Pop never questioned my choice of career as a cameraman. In recent years, I have grown aware of how much of him is in me, as I have started writing and teaching too. But when I was younger, I had to find something to do with my life that was outside of his experience, because he did know so much about so many things. He always asked me about my work, and one time he told me he hoped I would get to shoot a big movie some day.
Well, that day has still not come, but I did get to shoot an episode of a big TV show recently. I told him a lot about it on my last visit here to see him a couple of weeks ago, but unfortunately, he didn’t get to see it. After the show aired Wednesday night, I got an email from a friend who was enthusiastic about the program and knew of Pop’s passing. He ended it this way:
“Bill, I know it must have been a bittersweet experience for you to watch the show tonight after having just lost your father, but I kept thinking about how he would have kvelled at your success. Who really knows?
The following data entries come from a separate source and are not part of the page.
Issue #337, opened 2026-02-25
Fix emperor_dilemma: relative imports and outdated SpaceRenderer API


mehaksalil:
The emperor_dilemma example is currently broken and cannot be run due to two issues:

1. Relative imports in app.py, model.py, and agents.py are incompatible with 
   how Solara loads example modules.

2. SpaceRenderer.setup_agents() no longer exists in the current Mesa API.

Both issues prevent the example from running at all.

mehaksalil:
ERROR:    Traceback (most recent call last):
  File "C:\Users\mehak\AppData\Local\Programs\Python\Python311\Lib\site-packages\starlette\routing.py", line 694, in lifespan
    async with self.lifespan_context(app) as maybe_state:
  File "C:\Users\mehak\AppData\Local\Programs\Python\Python311\Lib\site-packages\starlette\routing.py", line 571, in __aenter__
    await self._router.startup()
  File "C:\Users\mehak\AppData\Local\Programs\Python\Python311\Lib\site-packages\starlette\routing.py", line 673, in startup
    handler()
  File "C:\Users\mehak\AppData\Local\Programs\Python\Python311\Lib\site-packages\solara\server\starlette.py", line 620, in on_startup
    appmod.ensure_apps_initialized()
  File "C:\Users\mehak\AppData\Local\Programs\Python\Python311\Lib\site-packages\solara\util.py", line 345, in wrapper
    return_value = f()
                   ^^^
  File "C:\Users\mehak\AppData\Local\Programs\Python\Python311\Lib\site-packages\solara\server\app.py", line 542, in ensure_apps_initialized
    app.init()
  File "C:\Users\mehak\AppData\Local\Programs\Python\Python311\Lib\site-packages\solara\server\app.py", line 106, in init
    app = self._execute()
          ^^^^^^^^^^^^^^^
  File "C:\Users\mehak\AppData\Local\Programs\Python\Python311\Lib\site-packages\solara\server\app.py", line 153, in _execute
    routes = [solara.autorouting._generate_route_path(self.path, first=True, initial_namespace=initial_namespace)]
              ^^^^^^^^^^^^^^^^^^^^^^^^^^^^^^^^^^^^^^^^^^^^^^^^^^^^^^^^^^^^^^^^^^^^^^^^^^^^^^^^^^^^^^^^^^^^^^^^^^^
[...]

PR #463, opened 2026-04-14
fix(emperor-dilemma): replace relative imports and fix unseeded random calls

abhinavk0220:
## Summary

Fixes two bugs preventing the Emperor's Dilemma example from running, as reported in #337.

### Bug 1 — Relative imports break Solara module resolution
`app.py` used `from .model import EmperorModel` and `model.py` used `from .agents import EmperorAgent`. Solara loads example modules in a flat namespace and cannot resolve relative imports. Fixed by switching to absolute imports (`from emperor_dilemma.model import ...`), consistent with how other examples in this repo are structured (e.g. `bank_reserves`).

### Bug 2 — Module-level `random` bypasses the seeded RNG
`model.py` imported the stdlib `random` module and called `random.sample()` and `random.uniform()` during agent initialisation. This means the `rng` parameter passed to `EmperorModel()` — and exposed as a slider in the UI — had no effect on the initial believer placement or conviction values, making runs non-reproducible. Fixed by replacing both calls with `self.random.sample()` and `self.random.uniform()`.

## Test plan

- [ ] `solara run app.py` starts without `ImportError`
- [ ] Agents render on the grid with correct colors (comply/enforce states)
- [ ] Changing the Random Seed slider and clicking Reset produces a different initial configuration
- [ ] Line plot shows Compliance / Enforcement / False Enforcement over time

🤖 Generated with [Claude Code](https://claude.com/claude-code)

### DIFF
--- a/examples/emperor_dilemma/app.py
+++ b/examples/emperor_dilemma/app.py
@@ -1,3 +1,4 @@
+from emperor_dilemma.model import EmperorModel
 from mesa.visualization import (
     CommandConsole,
     Slider,
@@ -6,8 +7,6 @@ from mesa.visualization import (
     make_plot_component,
 )
 from mesa.visualization.components.portrayal_components import AgentPortrayalStyle
-
-from .model import EmperorModel
 
 # Colors matching Figure 2
 COLOR_COMPLY_QUIET = "#F0F8FF"  # AliceBlue
--- a/examples/emperor_dilemma/model.py
+++ b/examples/emperor_dilemma/model.py
@@ -1,10 +1,7 @@
-import random
-
+from emperor_dilemma.agents import EmperorAgent
 from mesa import Model
 from mesa.datacollection import DataCollector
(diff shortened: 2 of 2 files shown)


sadrasabouri:
Hey @abhinavk0220 
I verify that the issue you're trying to solve is still there (Python 3.12.13 and Mesa 4.0.0a0). I reviewed your PR, and here are some comments that can enhance it:

- Currently, in `examples/emperor_dilemma/README.md` we have `solara run app.py` as the run command. This implicitly assumes that the user is running the example when the working directory is `examples/emperor_dilemma`. Therefore, your fix will result in `ModuleNotFoundError: No module named 'emperor_dilemma'`. My suggestion is to move the `agents.py` and `model.py` into an insider directory `emperor_dilemma` (similar to `bank_reserves`).
- nit: make atomic-scoped PRs. The two bugs being solved by this PR do not live in the same scope and could be two separate valid PR.

The rest looks good to me.

PR #380, opened 2026-03-12
Fix shape_example: migrate from ModularServer to SolaraViz (Mesa 3.x)

Harshini2411:
Partially addresses #358

## Changes

**shape_example:**
- Deleted server.py (old ModularServer approach)
- Created app.py using SolaraViz + make_space_component
- Updated Walker to extend CellAgent, added step() method
- Updated run.py
- Note: arrowHead not supported in Mesa 3.x, replaced with marker="^"

**charts:**
- Deleted server.py (old ModularServer approach)
- Created app.py using SolaraViz, make_space_component, make_plot_component
- Uses AgentPortrayalStyle to fix FutureWarning
- Uses solara.Reactive to fix render loop
- Updated run.py

Fixes #358

PR #377, opened 2026-03-12
Fix hex_ant and hex_snowflake: migrate to Mesa 3.x visualization API

Harshini2411:
Fixes #357

Partially addresses #358 (hex_snowflake only)
- shape_example and charts will be fixed in a separate PR

### hex_ant (Fixes #357)
- Changed relative import `from .agent import Ant` to absolute 
  import `from agent import Ant` in model.py

### hex_snowflake (Partially addresses #358)
- Deleted server.py (old ModularServer approach)
- Created app.py using SolaraViz + make_space_component
- Updated run.py to import from app.py
- Deleted portrayal.py (replaced by agent_portrayal in app.py)

## Testing
- Mesa version: 3.5.0
- Python: 3.x
- OS: Windows

PR #470, opened 2026-06-16
fix(hex_ant): fix relative imports and PropertyLayer API to make example fully runnable

### LINKED ISSUE #357: Fix hex_ant: relative import error prevents example from running

dietcoke-17:
### Summary
Closes #357 — hex_ant was completely non-functional. Running `solara run app.py` 
crashed immediately and the model never reached the browser. This PR works through 
every crash in sequence until the example fully runs.

### Bug / Issue
**Bug 1** — Relative imports in app.py and model.py

app.py — before
from .agent import AntState
from .model import AntForaging
 removed the . before the module

why this change
Relative imports (`.module`) only work when Python treats the directory as a package with a known parent. When Solara executes `app.py` directly, `__package__` is `None`, so there is no parent to be relative to

**Result:** Model loads past the import stage.

**Bug 2** — Direct PropertyLayer item assignment in `_init_environment`
model.py — before
self.grid.pheromone_home[center] = 1.0
self.grid.home[center] = 1

model.py — after
self.grid.pheromone_home.data[center] = 1.0
self.grid.home.data[center] = 1

**Why**
In Mesa 3.x, `PropertyLayer` is a wrapper object, not a numpy array. Direct item assignment (`layer[x, y] = val`) is not supported. The underlying numpy array is accessed through the `.data` attribute, which does support index assignment.

**Result:** Model initialises, nest and food sources are placed, 
visualization opens in browser.

**Bug 3** — Wrong dynamic layer lookup in `_update_pheromone_layer`
model.py — before
np_layer = self.grid.property_layers[layer_name]

model.py — after
np_layer = getattr(self.grid, layer_name).data

**Why:** 

self.grid.property_layers does not exist as an attribute. `HexGrid` overrides `__getattr__` and routes ALL attribute access through the internal property layer dictionary — so accessing `.property_layers` is itself treated as a layer name lookup and fails. The correct pattern for dynamic layer access by name is `getattr(self.grid, layer_name)`. The `.data` is also needed here for the same reason as Bug 2 — numpy operations like `*=` and boolean masking must be performed on the raw 
array, not the wrapper object.

### Testing

{F6415441-5EB7-41B7-B4DC-BCB88C82849E}

## Relation to existing PRs

- #377 and #380 — attempted import fixes only, both closed
- #427 — correctly fixes relative imports; the copy of the code worked on here already had clean absolute imports, so that was not the blocker. The PropertyLayer bugs are entirely separate and were not addressed by any existing PR.
- Bug 3 specifically would have crashed the model on step 1 even if every other fix had been applied first — it was the last hidden blocker.

## Verified
Tested on Windows, Mesa 3.5.0, Python 3.14:

- `solara run app.py` starts without error 
- Visualization opens at http://localhost:8765 
- Ants spawn at nest and begin foraging 
- Pheromone trails build up and evaporate each step 
- Returning ants (gold) follow home pheromone correctly 
- Food clusters deplete as ants pick up food 

**After Codex Suggestion**
In `model.py` and `app.py`: used try/except import pattern to support both `solara run app.py` (direct execution) and package import via test runner and it worked 

{335454A4-326F-42A9-8570-CFAF0F73B7DD}

**Also CI Failing Issue**
Also fixed a pre-existing lint error in rl/wolf_sheep/agents.py — two variables x, y were unpacked but never actually used anywhere. Renamed them to _x, _y to tell the linter they are intentionally unused. This was flagged by pre-commit CI and is unrelated to the hex_ant fix.

### DIFF
--- a/examples/hex_ant/app.py
+++ b/examples/hex_ant/app.py
@@ -3,8 +3,8 @@ from matplotlib.colors import LinearSegmentedColormap, ListedColormap
 from mesa.visualization import SolaraViz, make_space_component
 from mesa.visualization.components import PropertyLayerStyle
 
-from .agent import AntState
-from .model import AntForaging
+from agent import AntState
+from model import AntForaging
 
 plt.rcParams["figure.figsize"] = (10, 10)
 
--- a/examples/hex_ant/app.py
+++ b/examples/hex_ant/app.py
@@ -3,8 +3,12 @@ from matplotlib.colors import LinearSegmentedColormap, ListedColormap
 from mesa.visualization import SolaraViz, make_space_component
 from mesa.visualization.components import PropertyLayerStyle
 
-from agent import AntState
-from model import AntForaging
+try:
+    from .agent import AntState
+    from .model import AntForaging
+except ImportError:
+    from agent import AntState
+    from model import AntForaging
 
 plt.rcParams["figure.figsize"] = (10, 10)
 
--- a/examples/hex_ant/model.py
+++ b/examples/hex_ant/model.py
@@ -1,7 +1,10 @@
 import mesa
 from mesa.discrete_space import HexGrid
 
-from agent import Ant
+try:
+    from .agent import Ant
+except ImportError:
+    from agent import Ant
 
 
 class AntForaging(mesa.Model):
--- a/examples/hex_ant/model.py
+++ b/examples/hex_ant/model.py
@@ -1,7 +1,7 @@
 import mesa
 from mesa.discrete_space import HexGrid
 
-from .agent import Ant
+from agent import Ant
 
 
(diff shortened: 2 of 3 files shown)


tpike3 (approved):
Thanks @dietcoke-17

PR #474, opened 2026-07-26
fixed: resolve emperor_dilemma import errors completely (builds on #427)

dietcoke-17:
solara run app.py currently fails on this example with:

#427 addresses part of this by converting model.py's `from .agents import EmperorAgent` to an absolute import, but two problems remains:

**1. app.py has the identical relative import**
**2. test_examples.py imports every model.py via a dotted path** (examples.emperor_dilemma.model), which does have proper package context, so it needs the relative import to keep working.

**Fix**

Wrap both imports in try/except: try the relative import first (works when imported as part of the package, e.g. under pytest), fall back to the absolute import (works when Solara execs the file directly). Same pattern already used in `hex_ant/app.py`.

**Testing**
-`pytest test_examples.py -k emperor -v` → `test_model_steps[EmperorModel] PASSED`
-`ruff check examples/emperor_dilemma/` → `All checks passed!`
- `solara run app.py` from within `examples/emperor_dilemma/` 
→ starts cleanly, page returns HTTP 200, grid and compliance/enforcement/false-enforcement charts render correctly


dietcoke-17:
CI's build-pre job (Mesa installed from its GitHub main branch, 4.0.0a0) fails on AntForaging because PropertyLayer.data returns a memoryview there instead of a numpy.ndarray. Wrapping with np.asarray() gives a zero-copy view that works either way.

Verified against both mesa==3.5.1 and mesa 4.0.0a0.

tpike3 (changes requested):
@dietcoke-17 Thanks for doing these!!! We really appreciate the work. 

Could you remove the hex_ant fix for two reasons: 
1- This was fixed in #476 (its the same fix so it would be genrally fine to merge)
2 - We want to keep PRs (even if simple) confined to one problem in this case the emperor's dilemma

Thank you again for all your work

dietcoke-17:
Surely i thought it was problem in my pr so i updated it as per the requirement and after that pr got merged there is no update of this older pr as per new fix how could we do that like mesa repo here in mesa example it is a curious question for me?

dietcoke-17:
Also after this one we can close #427 i have fixed all three issue showed their separately in 3 prs

tpike3 (approved):
LGTM Thanks!

PR #477, opened 2026-07-27
fix: port hex_snowflake to SolaraViz (supersedes hex_snowflake part of #427)

dietcoke-17:
**Problem**

`hex_snowflake` can't run under any single Mesa version right now:

- `server.py` calls `mesa.visualization.ModularServer` / `CanvasHexGrid` — both removed in Mesa 3.x
- `model.py` / `cell.py` already use `mesa.discrete_space` (`HexGrid`, `FixedAgent`) — Mesa-3.x-only
- `requirements.txt` pins `mesa~=2.0`

With Mesa 3.x installed, `python run.py` fails:

**Relation to #427**

#427 proposes converting `model.py`'s `from .cell import Cell` to an absolute import, mirroring its emperor_dilemma/hex_ant fixes. I tested this and it doesn't apply here — `app.py` (below) imports the inner package via `from hex_snowflake.model import HexSnowflake`, the same pattern the existing `run.py` already used successfully. That gives `model.py` proper package context, so its relative import already resolves correctly as-is. Making it absolute would break it: `ModuleNotFoundError: No module named 'cell'`.

So this PR leaves `model.py`/`cell.py` completely untouched and fixes the actual blocker instead: the removed visualization API.

**Fix**

Replaced `run.py` + `server.py` + `portrayal.py` with a single `app.py` using `SolaraViz`, matching the structure already used by `hex_ant`/`emperor_dilemma`
Also removed `requirements.txt` (stale `mesa=2.0` pin — neither `hex_ant` nor `emperor_dilemma` pins a version) and updated `Readme.md`'s run instructions (`mesa runserver` → `solara run app.py`).

**Testing**

- `solara run app.py` from `examples/hex_snowflake/` → HTTP 200, no traceback
- `pytest test_examples.py -k Hex` → `test_model_steps[HexSnowflake] PASSED`
- `ruff check examples/hex_snowflake/` → `All checks passed!`

**Results**

Screenshot 2026-07-27 at 7 32 34 AM


tpike3:
Thanks @dietcoke-17 , just a friendly reminder please update your fork so it merges #476 and the tests will pass.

Maybe he did… at least I would like to think so.”
For you kids out there, who only knew Poppy as an old man, you should know that he was a sweet, gentle, vibrant, brilliant, man, a great man, respected and admired by everyone he knew. His passing makes us all very sad, but it is not a tragedy. We are lucky to have had him so long. He had a long and fulfilling life, a fascinating and multifaceted career, and a great family. He and Nanny were married 64 years, and they delighted in their children, five grandchildren, and five great-grandchildren, and in the wonderful spouses their progeny have brought into the family.
He used to tell me that, when he was a kid, his family would get together to play music, sing and dance together, and have fun. The best way to celebrate his life is for us to do the same thing. Music, singing, fun. That way his memory and his legacy will live on in all of us for the rest of our lives.